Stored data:
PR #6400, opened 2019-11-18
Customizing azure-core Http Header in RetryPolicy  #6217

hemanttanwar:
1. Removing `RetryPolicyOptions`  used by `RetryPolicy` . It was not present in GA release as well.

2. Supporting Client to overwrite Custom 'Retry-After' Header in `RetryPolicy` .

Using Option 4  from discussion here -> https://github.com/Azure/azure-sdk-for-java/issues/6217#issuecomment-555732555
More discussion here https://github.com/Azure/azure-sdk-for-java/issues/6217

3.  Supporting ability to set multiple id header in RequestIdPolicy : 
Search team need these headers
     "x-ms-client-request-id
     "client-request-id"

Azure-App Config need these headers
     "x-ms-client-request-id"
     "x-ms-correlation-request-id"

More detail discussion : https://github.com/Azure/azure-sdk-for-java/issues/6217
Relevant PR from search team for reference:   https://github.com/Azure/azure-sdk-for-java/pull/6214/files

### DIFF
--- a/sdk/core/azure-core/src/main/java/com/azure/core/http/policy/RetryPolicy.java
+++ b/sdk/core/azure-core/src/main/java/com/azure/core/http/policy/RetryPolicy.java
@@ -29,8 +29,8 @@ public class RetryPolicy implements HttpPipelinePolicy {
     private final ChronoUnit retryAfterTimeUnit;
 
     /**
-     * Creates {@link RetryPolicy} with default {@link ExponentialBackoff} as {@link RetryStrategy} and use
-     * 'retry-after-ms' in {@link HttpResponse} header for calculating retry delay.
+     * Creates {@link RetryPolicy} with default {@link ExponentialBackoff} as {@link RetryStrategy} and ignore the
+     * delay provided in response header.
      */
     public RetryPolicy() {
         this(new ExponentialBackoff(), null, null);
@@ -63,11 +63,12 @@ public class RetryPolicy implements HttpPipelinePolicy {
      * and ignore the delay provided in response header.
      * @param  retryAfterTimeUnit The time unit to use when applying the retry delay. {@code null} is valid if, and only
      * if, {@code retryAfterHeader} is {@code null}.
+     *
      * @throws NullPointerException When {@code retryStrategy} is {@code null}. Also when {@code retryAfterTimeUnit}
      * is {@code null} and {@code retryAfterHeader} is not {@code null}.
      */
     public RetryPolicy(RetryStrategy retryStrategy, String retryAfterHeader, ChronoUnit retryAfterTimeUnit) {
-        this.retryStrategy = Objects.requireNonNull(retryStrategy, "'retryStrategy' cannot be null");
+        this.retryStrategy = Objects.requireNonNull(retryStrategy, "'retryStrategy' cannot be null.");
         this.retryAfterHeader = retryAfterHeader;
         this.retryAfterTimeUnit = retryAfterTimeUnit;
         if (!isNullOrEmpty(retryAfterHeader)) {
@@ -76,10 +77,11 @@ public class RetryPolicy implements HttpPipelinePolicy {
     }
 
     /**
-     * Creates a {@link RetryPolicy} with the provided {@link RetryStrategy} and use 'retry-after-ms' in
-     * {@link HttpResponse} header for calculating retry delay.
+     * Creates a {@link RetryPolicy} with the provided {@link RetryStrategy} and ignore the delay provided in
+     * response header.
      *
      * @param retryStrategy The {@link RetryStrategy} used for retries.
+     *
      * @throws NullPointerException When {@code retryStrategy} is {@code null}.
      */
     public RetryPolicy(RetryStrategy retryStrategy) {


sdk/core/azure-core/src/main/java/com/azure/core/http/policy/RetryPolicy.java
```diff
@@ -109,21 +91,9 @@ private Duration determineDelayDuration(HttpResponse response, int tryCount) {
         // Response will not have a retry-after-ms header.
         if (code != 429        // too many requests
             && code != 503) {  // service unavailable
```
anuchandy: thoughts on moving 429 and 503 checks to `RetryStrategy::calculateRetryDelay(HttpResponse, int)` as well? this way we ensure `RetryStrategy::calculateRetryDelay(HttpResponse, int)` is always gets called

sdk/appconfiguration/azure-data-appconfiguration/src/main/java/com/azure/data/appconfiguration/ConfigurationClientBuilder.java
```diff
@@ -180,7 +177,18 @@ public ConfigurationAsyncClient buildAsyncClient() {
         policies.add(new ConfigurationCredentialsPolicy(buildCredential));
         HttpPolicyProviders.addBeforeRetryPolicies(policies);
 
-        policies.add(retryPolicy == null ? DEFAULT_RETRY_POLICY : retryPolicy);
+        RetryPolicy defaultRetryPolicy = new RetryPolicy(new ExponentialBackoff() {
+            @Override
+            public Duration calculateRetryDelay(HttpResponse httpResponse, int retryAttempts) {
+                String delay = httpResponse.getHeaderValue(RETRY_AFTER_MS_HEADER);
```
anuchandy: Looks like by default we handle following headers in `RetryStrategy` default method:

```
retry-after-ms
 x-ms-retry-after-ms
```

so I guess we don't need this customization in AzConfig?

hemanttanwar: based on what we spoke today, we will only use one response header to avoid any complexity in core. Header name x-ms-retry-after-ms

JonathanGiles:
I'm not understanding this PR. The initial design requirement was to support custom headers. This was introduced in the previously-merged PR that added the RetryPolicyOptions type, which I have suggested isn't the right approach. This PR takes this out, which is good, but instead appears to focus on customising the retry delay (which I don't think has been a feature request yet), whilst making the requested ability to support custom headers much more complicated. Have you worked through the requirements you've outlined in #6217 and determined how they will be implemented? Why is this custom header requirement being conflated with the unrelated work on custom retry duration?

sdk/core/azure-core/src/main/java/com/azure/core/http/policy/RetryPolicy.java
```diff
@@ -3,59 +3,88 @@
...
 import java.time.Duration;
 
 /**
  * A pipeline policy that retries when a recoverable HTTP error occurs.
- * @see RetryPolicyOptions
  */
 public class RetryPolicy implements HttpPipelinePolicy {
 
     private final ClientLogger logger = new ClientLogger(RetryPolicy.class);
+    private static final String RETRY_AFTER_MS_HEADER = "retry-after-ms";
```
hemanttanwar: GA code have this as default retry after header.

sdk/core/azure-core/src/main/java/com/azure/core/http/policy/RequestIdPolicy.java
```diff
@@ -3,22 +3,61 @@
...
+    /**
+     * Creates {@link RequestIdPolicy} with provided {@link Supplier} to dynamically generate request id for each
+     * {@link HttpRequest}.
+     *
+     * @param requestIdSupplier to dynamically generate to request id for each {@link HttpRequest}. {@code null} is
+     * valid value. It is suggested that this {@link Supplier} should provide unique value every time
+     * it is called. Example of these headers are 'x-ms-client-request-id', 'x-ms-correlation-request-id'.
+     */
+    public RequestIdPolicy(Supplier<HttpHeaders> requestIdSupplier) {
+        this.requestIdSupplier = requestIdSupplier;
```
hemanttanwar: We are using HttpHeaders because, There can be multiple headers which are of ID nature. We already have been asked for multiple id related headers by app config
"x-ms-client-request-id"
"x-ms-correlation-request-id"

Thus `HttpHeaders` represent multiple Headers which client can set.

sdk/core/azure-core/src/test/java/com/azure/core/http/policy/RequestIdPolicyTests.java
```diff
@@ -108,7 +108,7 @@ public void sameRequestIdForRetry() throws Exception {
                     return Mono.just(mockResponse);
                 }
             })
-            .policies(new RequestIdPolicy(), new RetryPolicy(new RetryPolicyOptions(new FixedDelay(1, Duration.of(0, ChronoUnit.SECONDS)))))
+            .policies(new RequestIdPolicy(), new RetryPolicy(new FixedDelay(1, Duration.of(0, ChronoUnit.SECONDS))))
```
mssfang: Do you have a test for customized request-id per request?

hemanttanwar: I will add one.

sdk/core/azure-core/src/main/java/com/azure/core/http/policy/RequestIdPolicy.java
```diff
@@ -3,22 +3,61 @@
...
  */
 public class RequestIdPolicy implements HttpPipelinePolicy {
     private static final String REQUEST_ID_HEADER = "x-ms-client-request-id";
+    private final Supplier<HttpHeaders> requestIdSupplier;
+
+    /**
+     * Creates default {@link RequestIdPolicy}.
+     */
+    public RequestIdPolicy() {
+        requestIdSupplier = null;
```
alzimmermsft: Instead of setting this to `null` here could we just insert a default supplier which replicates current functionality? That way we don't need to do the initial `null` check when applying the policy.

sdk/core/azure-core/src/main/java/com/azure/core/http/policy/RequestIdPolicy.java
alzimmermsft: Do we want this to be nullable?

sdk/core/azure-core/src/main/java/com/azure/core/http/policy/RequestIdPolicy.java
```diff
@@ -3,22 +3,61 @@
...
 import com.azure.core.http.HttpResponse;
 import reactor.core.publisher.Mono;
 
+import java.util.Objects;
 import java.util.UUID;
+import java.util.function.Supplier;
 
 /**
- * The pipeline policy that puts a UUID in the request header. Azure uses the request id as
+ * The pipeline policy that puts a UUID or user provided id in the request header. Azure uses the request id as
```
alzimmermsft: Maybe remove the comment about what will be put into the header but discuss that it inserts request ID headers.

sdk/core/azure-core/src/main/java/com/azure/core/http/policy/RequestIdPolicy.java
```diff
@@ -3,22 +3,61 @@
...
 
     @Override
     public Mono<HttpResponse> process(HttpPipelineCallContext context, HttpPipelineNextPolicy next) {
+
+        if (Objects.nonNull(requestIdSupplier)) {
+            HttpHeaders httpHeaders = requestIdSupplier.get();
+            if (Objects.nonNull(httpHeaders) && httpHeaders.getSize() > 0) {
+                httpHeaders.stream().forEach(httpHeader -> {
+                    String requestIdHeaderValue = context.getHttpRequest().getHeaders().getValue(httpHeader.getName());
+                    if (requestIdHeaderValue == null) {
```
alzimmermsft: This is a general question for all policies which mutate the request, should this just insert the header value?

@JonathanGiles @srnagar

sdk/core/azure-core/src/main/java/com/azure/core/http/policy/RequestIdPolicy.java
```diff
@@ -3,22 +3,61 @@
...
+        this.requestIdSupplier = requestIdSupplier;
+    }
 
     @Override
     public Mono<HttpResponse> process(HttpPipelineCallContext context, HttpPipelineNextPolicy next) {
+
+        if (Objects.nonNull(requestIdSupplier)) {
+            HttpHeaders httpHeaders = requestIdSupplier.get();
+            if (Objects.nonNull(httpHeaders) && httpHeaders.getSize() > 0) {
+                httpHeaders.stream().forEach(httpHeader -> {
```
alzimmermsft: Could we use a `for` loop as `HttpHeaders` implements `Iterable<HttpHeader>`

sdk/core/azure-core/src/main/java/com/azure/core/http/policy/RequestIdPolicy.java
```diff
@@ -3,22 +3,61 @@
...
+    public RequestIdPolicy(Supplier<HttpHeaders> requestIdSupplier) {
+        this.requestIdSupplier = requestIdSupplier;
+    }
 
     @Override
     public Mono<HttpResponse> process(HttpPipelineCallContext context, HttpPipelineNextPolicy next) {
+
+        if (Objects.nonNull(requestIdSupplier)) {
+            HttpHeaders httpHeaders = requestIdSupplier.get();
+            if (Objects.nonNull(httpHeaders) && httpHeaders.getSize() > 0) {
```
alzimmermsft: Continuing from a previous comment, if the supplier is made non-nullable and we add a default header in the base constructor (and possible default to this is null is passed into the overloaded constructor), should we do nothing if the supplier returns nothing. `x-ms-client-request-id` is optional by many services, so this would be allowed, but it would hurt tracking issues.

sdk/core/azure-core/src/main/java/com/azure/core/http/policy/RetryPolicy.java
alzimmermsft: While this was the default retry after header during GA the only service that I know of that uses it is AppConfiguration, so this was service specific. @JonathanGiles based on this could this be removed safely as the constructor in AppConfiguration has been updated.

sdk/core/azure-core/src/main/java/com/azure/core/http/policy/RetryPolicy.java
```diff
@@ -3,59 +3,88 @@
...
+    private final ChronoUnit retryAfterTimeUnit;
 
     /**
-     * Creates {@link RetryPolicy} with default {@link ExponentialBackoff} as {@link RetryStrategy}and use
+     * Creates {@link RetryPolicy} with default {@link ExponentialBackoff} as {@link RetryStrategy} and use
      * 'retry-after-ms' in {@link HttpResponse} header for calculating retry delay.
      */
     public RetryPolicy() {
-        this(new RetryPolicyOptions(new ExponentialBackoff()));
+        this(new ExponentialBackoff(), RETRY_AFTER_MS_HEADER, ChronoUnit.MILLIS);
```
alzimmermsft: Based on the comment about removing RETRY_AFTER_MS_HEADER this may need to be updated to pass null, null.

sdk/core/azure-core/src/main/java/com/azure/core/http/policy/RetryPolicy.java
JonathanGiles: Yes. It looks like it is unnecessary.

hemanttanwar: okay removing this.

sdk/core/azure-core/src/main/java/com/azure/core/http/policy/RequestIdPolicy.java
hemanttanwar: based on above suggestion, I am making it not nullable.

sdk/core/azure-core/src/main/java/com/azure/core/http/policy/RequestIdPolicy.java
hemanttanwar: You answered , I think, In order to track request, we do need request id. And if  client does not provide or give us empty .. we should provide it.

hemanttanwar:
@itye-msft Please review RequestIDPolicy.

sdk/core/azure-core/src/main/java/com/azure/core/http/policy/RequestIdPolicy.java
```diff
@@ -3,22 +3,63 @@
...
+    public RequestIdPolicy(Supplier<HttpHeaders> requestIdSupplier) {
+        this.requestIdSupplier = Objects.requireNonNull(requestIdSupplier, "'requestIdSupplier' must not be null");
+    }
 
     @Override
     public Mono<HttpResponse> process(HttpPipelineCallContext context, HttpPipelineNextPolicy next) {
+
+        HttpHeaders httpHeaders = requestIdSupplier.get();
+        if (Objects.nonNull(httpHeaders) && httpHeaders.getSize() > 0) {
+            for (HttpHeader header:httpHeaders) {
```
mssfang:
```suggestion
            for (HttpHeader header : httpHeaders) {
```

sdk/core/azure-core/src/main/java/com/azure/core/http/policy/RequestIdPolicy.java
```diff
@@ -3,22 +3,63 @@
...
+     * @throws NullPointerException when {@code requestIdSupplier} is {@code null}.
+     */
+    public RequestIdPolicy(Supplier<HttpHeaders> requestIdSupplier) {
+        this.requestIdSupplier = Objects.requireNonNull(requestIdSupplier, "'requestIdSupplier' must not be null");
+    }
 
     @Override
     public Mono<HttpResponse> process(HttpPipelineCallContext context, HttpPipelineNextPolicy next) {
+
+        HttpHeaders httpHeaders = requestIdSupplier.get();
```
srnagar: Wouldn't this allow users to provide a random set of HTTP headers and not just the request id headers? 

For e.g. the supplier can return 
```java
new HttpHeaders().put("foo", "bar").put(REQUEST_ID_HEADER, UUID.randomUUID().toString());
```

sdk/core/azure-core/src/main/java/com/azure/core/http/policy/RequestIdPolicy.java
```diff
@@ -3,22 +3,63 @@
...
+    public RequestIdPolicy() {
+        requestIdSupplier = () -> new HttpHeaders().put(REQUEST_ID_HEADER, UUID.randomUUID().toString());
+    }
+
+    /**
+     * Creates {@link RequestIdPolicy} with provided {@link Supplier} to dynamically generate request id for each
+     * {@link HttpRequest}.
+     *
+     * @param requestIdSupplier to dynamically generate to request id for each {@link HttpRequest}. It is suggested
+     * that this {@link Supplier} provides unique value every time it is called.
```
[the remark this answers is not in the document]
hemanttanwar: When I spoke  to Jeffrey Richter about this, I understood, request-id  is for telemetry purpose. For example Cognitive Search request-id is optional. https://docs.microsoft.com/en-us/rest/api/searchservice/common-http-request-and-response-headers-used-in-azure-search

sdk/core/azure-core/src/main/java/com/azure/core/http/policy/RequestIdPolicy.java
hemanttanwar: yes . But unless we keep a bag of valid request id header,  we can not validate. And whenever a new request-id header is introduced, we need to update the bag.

:: WORK INSTRUCTION ::
Whenever a line of the records holds the string "puts", pick it out and copy it.

:: WRITTEN REPLY ::
- * The pipeline policy that puts a UUID in the request header. Azure uses the request id as
+ * The pipeline policy that puts a UUID or user provided id in the request header. Azure uses the request id as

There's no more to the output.